---- PROVIDED DATA
PR #9632, opened 2018-12-17
Fix typo

pkulikov:
Shame on me...


BillWagner (approved):
Thanks for fixing this @pkulikov I can't believe we all missed that in the last update.

I'll :shipit: now.

PR #9659, opened 2018-12-18
Improve Getting Started Guide by removing inconsistencies in service names 

### LINKED ISSUE #6484: host example needlessly/confusingly duplicates service
Hopefully someone else will benefit from this note. In this example, the given Main() used for the console host app is pointless. All of this code could be deleted except for the Console.WriteLine/ReadLine lines. This code creates a **second** service in addition to the first one shown in the previous pages of the tutorial. And it creates it on a different port. The earlier app.config defined one is on 8733 and this one is on 8000.

This is a good example of creating stuff in code instead of the app.config, but it's not in any way marked like that and only confuses people learning this. I was trying to switch the example from http to named pipes and I wound up getting "already in use" issues. Only now does it make sense as to why, since there were basically two servers on the same named pipe.

Edit: And to help anyone who might be getting confused by another aspect of this, by default when you have both the host and the lib in the same solution, running the host will ALSO cause VS to run a service host for the lib. This can be disabled in the project properties for the lib project, under WCF Options. Uncheck "Start WCF Service Host when debugging another project in the same solution." Once you do that, you get ONLY the service endpoint you create in the host.

⚠ Do not edit this section. It is required for docs.microsoft.com ➟ GitHub issue linking.

ID: 0c8cbb16-05b1-a5f2-9031-1d7beb52efea
Version Independent ID: 98092a9f-c19a-cca9-75d6-75b9c3d4cc0b
Content: How to: Host and Run a Basic Windows Communication Foundation Service
Content Source: docs/framework/wcf/how-to-host-and-run-a-basic-wcf-service.md
Product: dotnet-framework
GitHub Login: @dotnet-bot
Microsoft Alias: dotnetcontent

fredrikhaglund:
## Summary

- Fixed formatting of Important section.
- Fixed inconsistency with different baseAddress in csharp and vb example (also aligned to what is used in other steps)
- Updated instruction how to verify that your service is running.

Fixes #6484


BillWagner (approved):
Thanks for putting this together @fredrikhaglund 

We appreciate it.  I've reviewed the changes, and I'll :shipit: now.  You should see the change published on our live site in the next few days, on our regular publishing cycle.

Thanks again for making your first contribution to docs. 🎆

PR #9666, opened 2018-12-19
Fix broken markdown table

Happypig375:
## Summary

Fixes a broken markdown table.


mairaw (approved):
Thank you for fixing that @Happypig375! Your contribution should be live shortly.

PR #9672, opened 2018-12-19
Correct comparison and minor cleanup in example

mikkelbu:
Fixes #9670


BillWagner (approved):
Thanks for making this update @mikkelbu We appreciate it.

I'll :shipit: now.

PR #9674, opened 2018-12-19
Typo

Fyers:


BillWagner (approved):
Thanks for spotting this and fixing it @Fyers We appreciate it.

I'll :shipit: now.  You should see the changes on the live site in the next day or two.

Thanks again.

PR #9711, opened 2018-12-21
Fix double space

pascalberger:
## Summary

Fixes typo with double space


mairaw (approved):
Thank you for removing the extra space.

PR #9719, opened 2018-12-22
fix missing period in global.json

gengle:
## Summary
global.json was spelled globaljson


gengle:
@mairaw - you are right I confused filename with template moniker.

PR #15493, opened 2019-10-29
Fix some issues with Mono's description

nelsonjchen:
Looks like a word was dropped and an extra `)` was added.


mairaw (approved):
Thank you for making these improvements @nelsonjchen. Your contribution will be live within a day.

PR #15501, opened 2019-10-29
Fix typo abstrat to abstract

angellmethod:
## Summary

Describe your changes here.

I've fixed a typo in the first line that had "abstrat" instead "abstract."


mairaw (approved):
Thank you for fixing that typo @angellmethod. Your contribution should be live within a day.

Issue #14676, opened 2019-09-25
Edit pass on Desktop Guide - WPF articles


Thraka:
The WPF articles that shipped for Core 3 should have an edit pass conducted on them. The majority of them are from the old WPF content that had acrolinx run across them, but more can be done to clear them up.

PR #15549, opened 2019-10-30
Update xaml-resources-define.md

Kellylorenebaker:
@Thraka 

Edits complete per https://mseng.visualstudio.com/TechnicalContent/_workitems/edit/1608924. Per the style guidelines for Azure, either "app" or "application" are acceptable, though "app" is preferred, so I'm changing these instances where it seems to make sense. Feel free to accept or reject as you see fit. 

Thanks,
Kelly

Contributes to #14676


Thraka (approved):
LGTM Thanks!

PR #15556, opened 2019-10-30
Replace site-relative links where possible

gewarren:
Contributes to #15560


BillWagner (approved):
These all LGTM @gewarren 

You can :shipit: when ready

PR #15566, opened 2019-10-30
Fix links in repo

gewarren:
- Replace links with redirect target
- Replace site-relative links with file-relative links


gewarren:
Let me know if this PR is too large and I should do it by subfolder instead.

gewarren:
Oops, this includes deleting files. I'll create a new PR.

PR #15598, opened 2019-10-31
Added DO link

creativefisher:
## Summary

Describe your changes here.


nishanil (commented):
We don't need to explicitly link providers as the Terraform home is already linked. Since this is part of the book, we limit the links to avoid distractions. We will close this PR. Sorry :(

Issue #5169, opened 2018-05-04
Index Initializers section is inaccurate


drewjcooper:
In the Index initializers section, the initial text about collection initializers seems to imply that there was no way to initialize a Dictionary<,> prior to the new C# 6.0 syntax.  This is incorrect.  The following code is semantically equivalent to the index initializer example in the document.

```csharp
private Dictionary<int, string> webErrors = new Dictionary<int, string>
{
    { 404, "Page not Found" },
    { 302, "Page moved, but left a forwarding address." },
    { 500, "The web server can't come out to play today." }
};
```
---
#### Document Details

⚠ *Do not edit this section. It is required for docs.microsoft.com ➟ GitHub issue linking.*

* ID: 36fef60d-04e9-dc86-2e3f-134c10ea37bb
* Version Independent ID: 09b5aa7a-1b43-8bf9-9786-f10f457488dd
* Content: [What's New in C# 6 - C# Guide](https://docs.microsoft.com/en-us/dotnet/csharp/whats-new/csharp-6)
* Content Source: [docs/csharp/whats-new/csharp-6.md](https://github.com/dotnet/docs/blob/master/docs/csharp/whats-new/csharp-6.md)
* Service: **unspecified**
* GitHub Login: @BillWagner
* Microsoft Alias: **wiwagn**

pkulikov:
@BillWagner if my understanding is correct, this issue was fixed by #5577

DevonAleshire:
Drew, you are awesome. Great explanation as well. Let me find some time to clarify it better since I started working down the issue. I will focus on making sure there is a distinction made between the fact that the previous method is a collection initializer using the IEnumerable implementation and the new index initializer utilizes the indexer support as an object initializer for index assignment during initialization.

DevonAleshire:
@pkulikov and @BillWagner I will try to simplify the details a little for incorporation into the documentation as noted above by @drewjcooper . I think it is an important concept to hit the wave tops of without getting overly complex. Let me know if issue #5169 is something you want to keep open a little longer, otherwise I will hold off. 

Also off topic, @BillWagner I did not even realize who you were until I was looking through my Safari books queue yesterday and saw the effective and more effective books ha ha. I was like, I have seen that name recently. Pleasure to assist.

pkulikov:
[...]

PR #15600, opened 2019-10-31
Fix historical version info

lbragaglia:
## Summary

Index Initializers has been introduced in C# 6.

See [What's new](https://docs.microsoft.com/en-us/dotnet/csharp/whats-new/csharp-6#initialize-associative-collections-using-indexers) section.

See also #5169.


Youssef1313:
I think the original text is correct. The code sample uses a feature new in C# 6.0.
See https://docs.microsoft.com/en-us/dotnet/csharp/whats-new/csharp-6#initialize-associative-collections-using-indexers

BillWagner (approved):
Thanks for spotting this and fixing it @lbragaglia 

I've reviewed your changes, and I'll :shipit: now.

PR #15617, opened 2019-11-01
Delete dev_langs in consuming-library-with-visual-studio.md

Youssef1313:
The problem with the dev_langs in this article is that it adds language selector at the top of article.

image

This selector is useless, because the article itself has a C# and VB tabs.

The other solution would be trying to remove the tabs from the article and combining the information together and keep the dev_langs.


mairaw (approved):
This change makes sense. Thanks for fixing it @Youssef1313.

PR #15629, opened 2019-11-01
Expression body -> expression-bodied

Youssef1313:


Youssef1313:
Closing, I think the original text is correct.

PR #15650, opened 2019-11-01
Swap a Decrypt for an Encrypt

nickdevore:
The wrong word was used in the opening paragraph describing what this example reflects

## Summary

I simply replaced the word `decrypts` (the wrong word) with `encrypts` in the opening paragraph


gewarren (approved):
@nickdevore Thanks for fixing this copy/paste error.

PR #15661, opened 2019-11-02
Fix punctuation and a header casing

Youssef1313:


BillWagner (approved):
Thanks for making these updates @Youssef1313 
I'll :shipit: now.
--------
#### BRIEF:
Report, using only a number, how many lines above hold the word "reviewed".

#### YOUR SOLUTION:
2